WHAT TO PRODUCE: Every line of the entries below from the one containing "### Behavior Description" to the one containing "### Additional context", both ends included, must be written out exactly. No other line belongs in the answer.

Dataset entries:
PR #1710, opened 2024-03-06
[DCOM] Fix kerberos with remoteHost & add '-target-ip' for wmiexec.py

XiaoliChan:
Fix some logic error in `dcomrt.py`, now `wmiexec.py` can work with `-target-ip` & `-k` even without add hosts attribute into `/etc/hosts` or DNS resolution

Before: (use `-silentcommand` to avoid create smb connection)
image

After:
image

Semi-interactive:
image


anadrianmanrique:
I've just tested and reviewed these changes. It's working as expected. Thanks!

--

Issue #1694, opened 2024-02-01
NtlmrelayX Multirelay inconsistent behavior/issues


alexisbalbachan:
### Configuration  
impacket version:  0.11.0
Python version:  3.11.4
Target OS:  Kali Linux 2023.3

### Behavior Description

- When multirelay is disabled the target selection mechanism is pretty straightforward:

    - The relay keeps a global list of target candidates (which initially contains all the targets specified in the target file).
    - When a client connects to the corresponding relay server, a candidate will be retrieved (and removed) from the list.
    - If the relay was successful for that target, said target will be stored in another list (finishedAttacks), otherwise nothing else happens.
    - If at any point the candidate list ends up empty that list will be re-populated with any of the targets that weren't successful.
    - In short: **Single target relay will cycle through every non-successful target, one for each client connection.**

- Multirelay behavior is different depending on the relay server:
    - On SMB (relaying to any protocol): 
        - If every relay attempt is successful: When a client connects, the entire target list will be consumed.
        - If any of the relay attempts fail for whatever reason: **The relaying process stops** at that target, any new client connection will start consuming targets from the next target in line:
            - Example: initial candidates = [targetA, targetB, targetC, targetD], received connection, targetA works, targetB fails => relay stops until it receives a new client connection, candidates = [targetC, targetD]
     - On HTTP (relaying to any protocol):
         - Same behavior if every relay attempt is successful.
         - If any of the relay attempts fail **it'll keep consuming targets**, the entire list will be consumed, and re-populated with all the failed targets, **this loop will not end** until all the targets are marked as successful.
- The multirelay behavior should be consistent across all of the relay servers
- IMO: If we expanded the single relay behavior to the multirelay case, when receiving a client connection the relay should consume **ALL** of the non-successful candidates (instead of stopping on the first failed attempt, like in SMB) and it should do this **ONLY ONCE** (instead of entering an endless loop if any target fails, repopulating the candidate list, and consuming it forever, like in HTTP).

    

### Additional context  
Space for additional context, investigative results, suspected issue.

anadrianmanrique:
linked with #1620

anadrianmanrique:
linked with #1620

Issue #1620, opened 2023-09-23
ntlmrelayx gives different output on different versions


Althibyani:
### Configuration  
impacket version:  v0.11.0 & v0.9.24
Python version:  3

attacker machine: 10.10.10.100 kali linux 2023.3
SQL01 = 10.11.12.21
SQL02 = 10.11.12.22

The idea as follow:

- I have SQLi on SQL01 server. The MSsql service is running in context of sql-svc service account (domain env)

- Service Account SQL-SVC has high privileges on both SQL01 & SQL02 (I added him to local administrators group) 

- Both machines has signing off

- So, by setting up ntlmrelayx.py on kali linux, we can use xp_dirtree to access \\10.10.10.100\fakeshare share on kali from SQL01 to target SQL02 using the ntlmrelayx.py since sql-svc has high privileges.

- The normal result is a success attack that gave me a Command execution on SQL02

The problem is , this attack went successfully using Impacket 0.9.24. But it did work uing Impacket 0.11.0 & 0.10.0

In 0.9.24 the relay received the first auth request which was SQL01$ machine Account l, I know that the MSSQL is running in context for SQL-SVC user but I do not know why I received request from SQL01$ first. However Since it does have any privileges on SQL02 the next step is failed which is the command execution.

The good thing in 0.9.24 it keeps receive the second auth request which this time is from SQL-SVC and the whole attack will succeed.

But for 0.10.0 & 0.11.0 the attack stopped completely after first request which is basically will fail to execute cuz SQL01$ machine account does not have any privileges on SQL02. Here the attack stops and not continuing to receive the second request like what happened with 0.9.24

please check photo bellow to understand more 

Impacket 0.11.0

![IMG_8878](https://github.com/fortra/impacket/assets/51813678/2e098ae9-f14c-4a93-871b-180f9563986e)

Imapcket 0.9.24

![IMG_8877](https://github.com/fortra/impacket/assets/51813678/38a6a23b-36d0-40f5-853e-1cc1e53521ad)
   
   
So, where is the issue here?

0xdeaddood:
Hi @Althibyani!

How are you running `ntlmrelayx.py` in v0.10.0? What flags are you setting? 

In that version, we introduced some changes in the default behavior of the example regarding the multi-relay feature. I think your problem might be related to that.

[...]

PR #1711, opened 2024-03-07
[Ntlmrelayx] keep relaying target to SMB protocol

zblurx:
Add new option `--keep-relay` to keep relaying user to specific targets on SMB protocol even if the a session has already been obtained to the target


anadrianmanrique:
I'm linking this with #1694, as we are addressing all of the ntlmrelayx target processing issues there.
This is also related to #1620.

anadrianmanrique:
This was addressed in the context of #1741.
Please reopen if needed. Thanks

YOUR RESPONSE:
### Behavior Description

- When multirelay is disabled the target selection mechanism is pretty straightforward:

    - The relay keeps a global list of target candidates (which initially contains all the targets specified in the target file).
    - When a client connects to the corresponding relay server, a candidate will be retrieved (and removed) from the list.
    - If the relay was successful for that target, said target will be stored in another list (finishedAttacks), otherwise nothing else happens.
    - If at any point the candidate list ends up empty that list will be re-populated with any of the targets that weren't successful.
    - In short: **Single target relay will cycle through every non-successful target, one for each client connection.**

- Multirelay behavior is different depending on the relay server:
    - On SMB (relaying to any protocol): 
        - If every relay attempt is successful: When a client connects, the entire target list will be consumed.
        - If any of the relay attempts fail for whatever reason: **The relaying process stops** at that target, any new client connection will start consuming targets from the next target in line:
            - Example: initial candidates = [targetA, targetB, targetC, targetD], received connection, targetA works, targetB fails => relay stops until it receives a new client connection, candidates = [targetC, targetD]
     - On HTTP (relaying to any protocol):
         - Same behavior if every relay attempt is successful.
         - If any of the relay attempts fail **it'll keep consuming targets**, the entire list will be consumed, and re-populated with all the failed targets, **this loop will not end** until all the targets are marked as successful.
- The multirelay behavior should be consistent across all of the relay servers
- IMO: If we expanded the single relay behavior to the multirelay case, when receiving a client connection the relay should consume **ALL** of the non-successful candidates (instead of stopping on the first failed attempt, like in SMB) and it should do this **ONLY ONCE** (instead of entering an endless loop if any target fails, repopulating the candidate list, and consuming it forever, like in HTTP).

    

### Additional context  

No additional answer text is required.